Where does the word "send" show up in the data? Please find each such line and copy it.

DATA SECTION Block Start

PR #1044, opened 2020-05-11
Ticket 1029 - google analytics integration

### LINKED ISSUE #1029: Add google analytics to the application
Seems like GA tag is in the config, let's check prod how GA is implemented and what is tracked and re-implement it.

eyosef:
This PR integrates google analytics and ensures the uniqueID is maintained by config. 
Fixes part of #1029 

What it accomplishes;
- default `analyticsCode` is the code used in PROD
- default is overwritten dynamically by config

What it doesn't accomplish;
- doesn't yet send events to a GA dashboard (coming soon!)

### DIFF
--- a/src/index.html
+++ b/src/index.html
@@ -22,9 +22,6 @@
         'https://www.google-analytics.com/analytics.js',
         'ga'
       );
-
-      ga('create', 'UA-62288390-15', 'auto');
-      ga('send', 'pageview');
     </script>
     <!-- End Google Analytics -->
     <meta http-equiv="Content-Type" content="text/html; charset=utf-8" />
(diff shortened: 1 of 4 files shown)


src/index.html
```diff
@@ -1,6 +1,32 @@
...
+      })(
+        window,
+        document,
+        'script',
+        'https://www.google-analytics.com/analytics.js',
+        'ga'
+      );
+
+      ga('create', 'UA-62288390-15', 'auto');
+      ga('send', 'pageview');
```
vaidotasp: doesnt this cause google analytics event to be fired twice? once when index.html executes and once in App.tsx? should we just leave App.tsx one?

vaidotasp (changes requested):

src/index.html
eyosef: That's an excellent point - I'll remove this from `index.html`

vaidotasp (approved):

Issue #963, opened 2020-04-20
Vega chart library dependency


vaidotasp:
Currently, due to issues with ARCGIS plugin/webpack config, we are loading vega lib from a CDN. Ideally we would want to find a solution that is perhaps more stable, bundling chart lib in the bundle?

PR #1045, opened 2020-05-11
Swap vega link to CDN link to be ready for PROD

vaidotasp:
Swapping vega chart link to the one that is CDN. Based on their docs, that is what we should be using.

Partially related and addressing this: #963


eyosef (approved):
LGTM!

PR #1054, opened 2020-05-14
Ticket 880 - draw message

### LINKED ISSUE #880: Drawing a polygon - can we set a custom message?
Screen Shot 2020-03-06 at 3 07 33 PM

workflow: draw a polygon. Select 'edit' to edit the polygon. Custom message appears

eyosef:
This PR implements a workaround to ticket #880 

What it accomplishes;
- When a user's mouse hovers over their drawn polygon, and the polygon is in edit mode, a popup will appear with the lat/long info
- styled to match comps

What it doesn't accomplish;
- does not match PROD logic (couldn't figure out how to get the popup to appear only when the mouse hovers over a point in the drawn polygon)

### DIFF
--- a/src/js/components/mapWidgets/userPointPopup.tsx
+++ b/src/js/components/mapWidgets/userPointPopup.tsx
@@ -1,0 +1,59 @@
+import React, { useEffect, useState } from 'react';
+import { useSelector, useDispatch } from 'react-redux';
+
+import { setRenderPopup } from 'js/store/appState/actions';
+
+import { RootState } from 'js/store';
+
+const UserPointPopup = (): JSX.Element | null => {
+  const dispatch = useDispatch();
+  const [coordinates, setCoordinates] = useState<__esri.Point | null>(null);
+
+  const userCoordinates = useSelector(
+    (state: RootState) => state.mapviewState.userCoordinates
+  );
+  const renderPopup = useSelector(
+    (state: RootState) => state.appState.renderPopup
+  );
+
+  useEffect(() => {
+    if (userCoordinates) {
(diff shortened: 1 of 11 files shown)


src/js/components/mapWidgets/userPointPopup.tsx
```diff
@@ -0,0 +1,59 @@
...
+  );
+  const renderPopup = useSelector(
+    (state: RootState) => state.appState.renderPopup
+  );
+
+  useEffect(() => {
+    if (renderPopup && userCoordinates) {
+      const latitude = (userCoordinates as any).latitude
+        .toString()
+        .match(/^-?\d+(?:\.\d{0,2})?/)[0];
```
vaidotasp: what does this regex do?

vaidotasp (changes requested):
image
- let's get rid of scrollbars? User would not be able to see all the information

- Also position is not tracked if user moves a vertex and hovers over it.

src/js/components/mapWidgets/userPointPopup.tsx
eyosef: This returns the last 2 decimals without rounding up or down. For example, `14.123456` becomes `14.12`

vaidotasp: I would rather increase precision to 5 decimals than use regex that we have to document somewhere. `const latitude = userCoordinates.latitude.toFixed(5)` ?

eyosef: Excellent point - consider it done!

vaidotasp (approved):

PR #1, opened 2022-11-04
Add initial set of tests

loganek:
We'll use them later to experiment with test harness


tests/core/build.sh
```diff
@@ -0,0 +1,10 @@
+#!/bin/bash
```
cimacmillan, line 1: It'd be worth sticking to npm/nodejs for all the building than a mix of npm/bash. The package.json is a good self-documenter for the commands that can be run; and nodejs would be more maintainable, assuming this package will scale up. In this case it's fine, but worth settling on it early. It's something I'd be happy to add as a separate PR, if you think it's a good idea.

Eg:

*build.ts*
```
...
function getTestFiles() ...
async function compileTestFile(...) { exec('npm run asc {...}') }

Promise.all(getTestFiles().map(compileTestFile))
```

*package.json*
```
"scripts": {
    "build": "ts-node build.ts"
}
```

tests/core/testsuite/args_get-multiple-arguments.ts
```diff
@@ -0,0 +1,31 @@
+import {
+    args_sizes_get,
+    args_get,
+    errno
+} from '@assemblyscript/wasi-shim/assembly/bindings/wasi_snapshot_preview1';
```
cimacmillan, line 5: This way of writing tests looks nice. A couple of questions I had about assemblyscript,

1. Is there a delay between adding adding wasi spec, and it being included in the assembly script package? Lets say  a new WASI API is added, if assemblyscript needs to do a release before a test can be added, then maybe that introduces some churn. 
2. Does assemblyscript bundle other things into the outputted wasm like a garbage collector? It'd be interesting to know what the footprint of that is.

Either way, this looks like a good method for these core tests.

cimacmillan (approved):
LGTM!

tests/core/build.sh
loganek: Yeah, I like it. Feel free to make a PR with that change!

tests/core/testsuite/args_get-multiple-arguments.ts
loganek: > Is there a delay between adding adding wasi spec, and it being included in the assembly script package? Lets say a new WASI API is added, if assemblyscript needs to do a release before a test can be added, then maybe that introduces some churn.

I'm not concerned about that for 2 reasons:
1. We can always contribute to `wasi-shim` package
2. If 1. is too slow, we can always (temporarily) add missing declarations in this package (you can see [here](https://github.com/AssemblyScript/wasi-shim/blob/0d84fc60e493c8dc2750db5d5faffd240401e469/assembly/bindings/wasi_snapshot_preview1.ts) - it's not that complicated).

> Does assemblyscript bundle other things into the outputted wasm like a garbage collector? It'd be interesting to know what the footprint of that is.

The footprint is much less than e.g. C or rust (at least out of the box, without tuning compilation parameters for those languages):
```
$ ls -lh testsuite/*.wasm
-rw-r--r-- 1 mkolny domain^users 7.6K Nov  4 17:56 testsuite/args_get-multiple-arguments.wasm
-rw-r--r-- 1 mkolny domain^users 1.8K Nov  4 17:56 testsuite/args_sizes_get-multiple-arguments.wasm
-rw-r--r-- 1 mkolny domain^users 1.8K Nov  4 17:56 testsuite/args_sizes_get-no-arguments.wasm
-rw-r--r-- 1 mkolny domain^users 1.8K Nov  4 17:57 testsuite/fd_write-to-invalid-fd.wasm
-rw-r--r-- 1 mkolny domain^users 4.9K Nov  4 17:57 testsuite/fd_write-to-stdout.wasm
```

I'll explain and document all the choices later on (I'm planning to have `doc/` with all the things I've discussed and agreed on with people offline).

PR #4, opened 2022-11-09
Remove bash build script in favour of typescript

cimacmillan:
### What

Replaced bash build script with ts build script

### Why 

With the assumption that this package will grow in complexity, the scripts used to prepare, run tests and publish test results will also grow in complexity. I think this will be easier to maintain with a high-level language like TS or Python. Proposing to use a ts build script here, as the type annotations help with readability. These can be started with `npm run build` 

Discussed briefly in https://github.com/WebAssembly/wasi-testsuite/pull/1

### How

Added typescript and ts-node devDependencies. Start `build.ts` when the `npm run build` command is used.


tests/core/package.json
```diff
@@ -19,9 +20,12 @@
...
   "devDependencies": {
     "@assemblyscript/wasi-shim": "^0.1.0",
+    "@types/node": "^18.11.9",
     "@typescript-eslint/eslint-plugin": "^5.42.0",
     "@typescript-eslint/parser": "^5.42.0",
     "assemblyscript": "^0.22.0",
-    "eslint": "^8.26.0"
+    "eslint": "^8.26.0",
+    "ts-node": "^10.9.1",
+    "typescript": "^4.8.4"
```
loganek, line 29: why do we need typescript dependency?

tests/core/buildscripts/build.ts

DATA SECTION Block End

EXERCISE OUTPUT:
- doesn't yet send events to a GA dashboard (coming soon!)
-      ga('send', 'pageview');
+      ga('send', 'pageview');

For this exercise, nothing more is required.